DATA TO PROCESS
Issue #3864, opened 2021-03-17
Kubernetes installation for "Unofficial installations"


arthurlogilab:
**Parts of the documentation concerned:**

https://docs.joinpeertube.org/install-unofficial describes a number of ways to deploy and install peertube. Congrats for the approach, one size doesn't fit all, so it's nice to see one can choose from a number of options. 

After having deployed a few peertube instances using yunohost (kudos to all maintainers, it works great!), we've decided to deploy an instance to kubernetes with s3-type storage (https://docs.joinpeertube.org/admin-remote-storage). We're obviously using the "official" docker images from https://github.com/Chocobozzz/PeerTube/tree/develop/support/docker/production 

**Describe the desired information/correction**

We would like to know if the project or other users are interested in a contribution to the documentation that describes how we've done it with kubernetes and the caveats of this approach. (We could reference some open issues that might improve this type of deployment in the future).

rigelk:
Hi @arthurlogilab ; I think adding that kind of information here is what the page exists for.

Are you aware of https://git.lecygnenoir.info/LecygneNoir/peertube-helm or other examples using Kubernetes to deploy PeerTube?

arthurlogilab:
I was aware of a 9 months old gist https://gist.github.com/cclloyd/5f023168309ffa905957f3dae8c15557 that describes a deployment (we used part of that). 

No I wasn't aware of the helm chart. Thanks! I'll take a look into it see if we can learn some things from it. 

Some people prefer not to use helm charts, so we might be able to fit two sections, one for "kubernetes" and another for "kubernetes with helm" if you think that helm chart is worth mentioning. 

We'll submit the documentation and configuration files as soon as we can. Thanks for you feedback.

arthurlogilab:
It seems @LecygneNoir 's helm chart is inspired/forked from https://github.com/MikaXII/helm-charts/tree/master/peertube which might be a good source of example too.

LecygneNoir:
Hello!

I confirm I forked from this repo, as it was nearly abandoned at the time I begin to work on it.

I think the work from @pulpo may be interesting too, especially because it supports helm3, which mine does not unfortunately. (I have absolutely no idea of the work needed to migrate from helm 2 to helm 3)

They have created the MR #2758 some times ago, that cannot be integrated directly in code, but the unofficial installation documentation could be a great way to add it for people interested!

[...]

PR #3891, opened 2021-03-26
[support/docker] expose webtorrent setting in os variable settings

arthurlogilab:
## Description

When enabling hls, one might want to disable webtorrent, so exposing it in the OS variable config

## Related issues

Related to our work on #3864 

## Has this been tested?


Chocobozzz:
Thanks @arthurlogilab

WHAT YOU SHOULD DO
Keep only the lines from the one containing "## Related issues" to the end of the entries, and repeat them exactly.

RESULT FOR THIS TASK
## Related issues

Related to our work on #3864 

## Has this been tested?


Chocobozzz:
Thanks @arthurlogilab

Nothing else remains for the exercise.